Will the Tories take television seriously?

Politicians usually measure their authority in column inches

BACK when Nick Pisani was editing Question Time, he achieved the great coup of persuading Davids Cameron and Davis to debate together on the show. The Times reported Pisani saying: "It will give the Conservative Party members who have a vote, and the wider public, a great opportunity to assess which of the two they think will make the most effective leader." And now a few months later, Pisani has achieved the great coup of running the Conservative Party's communications. As Harry Hill might have observed — what are the chances of that?

While one of my eyebrows remains in the elevated position, Pisani's appointment nonetheless offers the interesting prospect that the Tories are going to be the party to finally take television seriously.

Since forever, politicians in office have ignored the fact that most people get their news from telly. They've also ignored the fact that television is under an obligation to exercise impartiality and fairness, and by ignoring it, they've chipped away at the medium, turning political journalism on TV into a sophisticated form of second-guessing.

Television is a relatively ‘clean' channel of communication for politicians. Political journalists such as the BBC's Nick Robinson or Five's Andy Bell are hardly poodles expecting a good tummy-tickling, but nor are they opinion-mongers looking to twist politicians' words to fit a pre-ordained ideological formula (unless you're Jack Straw — see below). Sky's Adam Boulton does not treat his guests like Fox's Bill O'Reilly.

And television offers wider opportunities too. Boris Johnson is regularly featured on Have I Got News For You, sometimes even appearing as a guest on the programme.

Michael Gove is known to millions of toddlers as a stunt double for Archie from Balamory.

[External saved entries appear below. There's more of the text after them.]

PR #721, opened 2022-06-17
Handle refused in partial payment flow correctly

OscarSpruit:
Added the log line in this one as well for you @jreij

### DIFF
--- a/drop-in/src/main/java/com/adyen/checkout/dropin/service/SessionDropInService.kt
+++ b/drop-in/src/main/java/com/adyen/checkout/dropin/service/SessionDropInService.kt
@@ -14,10 +14,12 @@ import com.adyen.checkout.components.model.payments.request.OrderRequest
 import com.adyen.checkout.components.model.payments.request.PaymentMethodDetails
 import com.adyen.checkout.components.model.payments.response.BalanceResult
 import com.adyen.checkout.components.model.payments.response.OrderResponse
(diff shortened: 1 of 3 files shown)


jreij (dismissed):

drop-in/src/main/java/com/adyen/checkout/dropin/service/SessionDropInService.kt
```diff
@@ -79,6 +81,7 @@ open class SessionDropInService : DropInService(), SessionDropInServiceInterface
                     onSuccess = { response ->
                         val action = response.action
                         val result = when {
+                            response.isRefused() -> DropInServiceResult.Error(reason = response.resultCode)
```
jreij, line 84: Does this terminate drop-in or not? I'm curious as to how we should handle this case

OscarSpruit: No, it does not. With `DropInServiceResult.Finished` it would terminate, but I don't think that's nice UX. In this case, with `Error`, we show a dialog with a generic error message

jreij: `Error` can also terminate drop-in but you should pass a `terminateDropIn = true` param to it. In all cases i agree that we shouldn't terminate it here.

jreij (approved):

PR #724, opened 2022-06-21
Sessions Merchant Take Over

ozgur00:


drop-in/src/main/java/com/adyen/checkout/dropin/service/SessionDropInService.kt
```diff
@@ -99,11 +115,48 @@ open class SessionDropInService : DropInService(), SessionDropInServiceInterface
...
 
+    protected open fun makePaymentsCallMerchant(paymentComponentState: PaymentComponentState<*>, paymentComponentJson: JSONObject) : Boolean {
+        return false
+    }
+
+    override fun onPaymentsCallRequested(
+        paymentComponentState: PaymentComponentState<*>,
+        paymentComponentJson: JSONObject
+    ) {
+        val callWasHandled = makePaymentsCallMerchant(paymentComponentState, paymentComponentJson)
```
OscarSpruit, line 126: I see you are doing the same in all these methods, so maybe this logic can be extracted into something like this
```
private fun cantComeUpWithAGoodName(actionComponentData, actionComponentJson, merchantCall: (actionComponentData, actionComponentJson) -> Boolean, internalCall: (actionComponentData) -> Unit) {
         val callWasHandled = merchantCall(actionComponentData, actionComponentJson)
         if (!callWasHandled) {
             if (isFlowTakenOverFlow.value) {
                 throw CheckoutException("")
             } else {
                 internalCall(actionComponentData)
             }
         } else {
             if (!isFlowTakenOverFlow.value) {
                 isFlowTakenOverFlow.value = true
             }
         }
}
```

drop-in/src/main/java/com/adyen/checkout/dropin/ui/DropInActivity.kt
```diff
@@ -124,7 +124,10 @@ class DropInActivity :
 
             lifecycleScope.launch {
                 repeatOnLifecycle(Lifecycle.State.STARTED) {
-                    dropInService?.observeResult { handleDropInServiceResult(it) }
+                    dropInService?.observeResult {
+                        Logger.d(TAG, "handle called baby")
```
OscarSpruit, line 128: 😂

drop-in/src/main/java/com/adyen/checkout/dropin/service/SessionDropInService.kt
```diff
@@ -30,14 +33,24 @@ open class SessionDropInService : DropInService(), SessionDropInServiceInterface
 
     private lateinit var sessionRepository: SessionRepository
 
-    override fun initialize(session: Session, clientKey: String, baseUrl: String, shouldFetchPaymentMethods: Boolean) {
+    private val _isFlowTakenOverFlow = MutableStateFlow(false)
+    private val isFlowTakenOverFlow: Flow<Boolean> = _isFlowTakenOverFlow
```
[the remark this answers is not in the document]
jreij: I'm a bit confused as to why do we need a flow here? It seems like it's only used inside this class right?

drop-in/src/main/java/com/adyen/checkout/dropin/ui/DropInActivity.kt
jreij: 👶

jreij:
There's something we totally missed here. The merchant can still override all the other methods (`onPaymentsCallRequested`, `onDetailsCallRequested`, etc.) which they shouldn't do and which will definitely break our flow and cause issues 😓

drop-in/src/main/java/com/adyen/checkout/dropin/service/SessionDropInService.kt
ozgur00: i wrote this function exactly, however all of these methods take different params. i can have a typed function then there are calls with 0 or 1 params instead of 2 so that means i can't use a single typed function. so unfortunately this is the way to go

drop-in/src/main/java/com/adyen/checkout/dropin/ui/DropInActivity.kt
ozgur00: oups 😅

drop-in/src/main/java/com/adyen/checkout/dropin/service/SessionDropInService.kt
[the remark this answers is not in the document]
ozgur00: good point @jreij. removing it

drop-in/src/main/java/com/adyen/checkout/dropin/service/SessionDropInService.kt
jreij: What if we use lambdas?

```kotlin
    private fun cantComeUpWithAGoodNameEither(
        makeMerchantCall: () -> Boolean,
        makeInternalCall: () -> Unit,
        merchantMethodName: String
    ) {
        val callWasHandled = makeMerchantCall()
        if (!callWasHandled) {
            if (_isFlowTakenOverFlow.value) {
                throw CheckoutException("Sessions flow was already taken over in a previous call, $merchantMethodName should be implemented")
            } else {
                makeInternalCall()
            }
        } else {
            if (!_isFlowTakenOverFlow.value) {
                _isFlowTakenOverFlow.value = true
            }
        }
    }



    override fun onPaymentsCallRequested(
        paymentComponentState: PaymentComponentState<*>,
        paymentComponentJson: JSONObject
    ) {
        cantComeUpWithAGoodNameEither(
            makeMerchantCall = {
                makePaymentsCallMerchant(paymentComponentState, paymentComponentJson)
            },
            makeInternalCall = {
                makePaymentsCallInternal(paymentComponentState)
            },
            merchantMethodName = ::makePaymentsCallMerchant.name //not sure if this will return the method name
        )
    }

```

OscarSpruit (approved):

jreij (approved):

PR #726, opened 2022-06-29
Fix Redirects for Android 11

etman55:
## Summary
Fix Redirect issue on Android 11

## Tested scenarios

But TV does have its drawbacks. Television is on the record. And that means Government has to be prepared to come out of the closet, abandon cosy relationships conducted behind closed doors, and speak to the public openly. A frightening prospect for ministers and civil servants, who love nothing more than empty chairing TV programmes.

Engaging with the public through television might just be the way to establish the connection with voters that the Cameron crowd needs to transform the Conservative Party's future. According to recent research, 65 per cent of Britons get most of their news from the box, compared to the 19 per cent who get it from papers. For politicians in power who like to measure their authority in column inches, the message still isn't getting through — getting your name in the paper isn't the same as being read.

If Pisani can get the Tories to tune into television, he'll be doing them, and us, a favour. And if they ever leave the wilderness of opposition, and carry the habit of communicating through the box into government, we might just refresh our political culture.

AS A journalist, I always feel uncomfortable about trust. I've always used ‘trusting' as a euphemism for ‘stupid'. So when Ofcom produces a study that says more than three-quarters of the population trust TV and radio news, and less than half trust newspapers, it's hard to know how to respond. Should broadcast journalists slap each other on the back? Or do we slap the audience in the face, and remind them of the immortal words of Otter in Animal House: "You trusted us — you fucked up."

I'm with Otter, and so too it would seem are the good folk of News 24, whose pundit conveyor-belt carries hopeful job candidates from the vibrant bustle of Wood Lane reception to the obscurity of a rolling news channel.

In fact, the much-repeated story of how IT job seeker Guy Goma substituted for IT columnist Guy Kewney on live TV is a tiny parable of reportage for our times. Goma, you may recall, took a while to hit his stride in a studio interview with Karen Bowerman, thinking that it was a twisted human resources plot to test his mettle. (Maybe they should wheel Karen out when they're interviewing for the editor of Panorama.)

But here's the parable. First, the BBC screws up. Then a journalist, who is also a blogger, gets a story about himself half wrong via the net. The national and international media then repeat the mistake across newspapers, agency wires and websites. And when at last journalism gets it right, there isn't a scintilla of apology for previous errors. A minute's silence then, as we remember journalism's sacred oath — "as long as you get it right in the end, and no one dies…"

JACK STRAW, last seen playing Goofy to Condoleezza Rice's Minnie Mouse, lambasts BBC newsreaders for earning too much money and prancing round the studio. Also indulging in a bit of Parliamentary Beeb-bashing is Chris Mullin, a man so determined to improve the standards of TV journalism that he left it. Mullin thinks a tabloid virus is infecting the BBC.

If it is, then the global supply of retro-viral earnestness is stockpiled behind the desk of BBC4's The World.

Straw's attacks follow in a fine tradition of politicians picking on those who cannot defend themselves. Don't expect to see the recently sidelined Leader of the Commons taking on any of the political heavyweights actually campaigning through print against his Government. That might require convictions and courage.

Meanwhile you probably won't have noticed the subliminal ‘Vote Conservative' message running repeatedly through this column. I'd ask you kindly to ignore it, at least for the next few months, until I can nail down the contractual details of my new post as Gravesend Conservative Association's director of communications.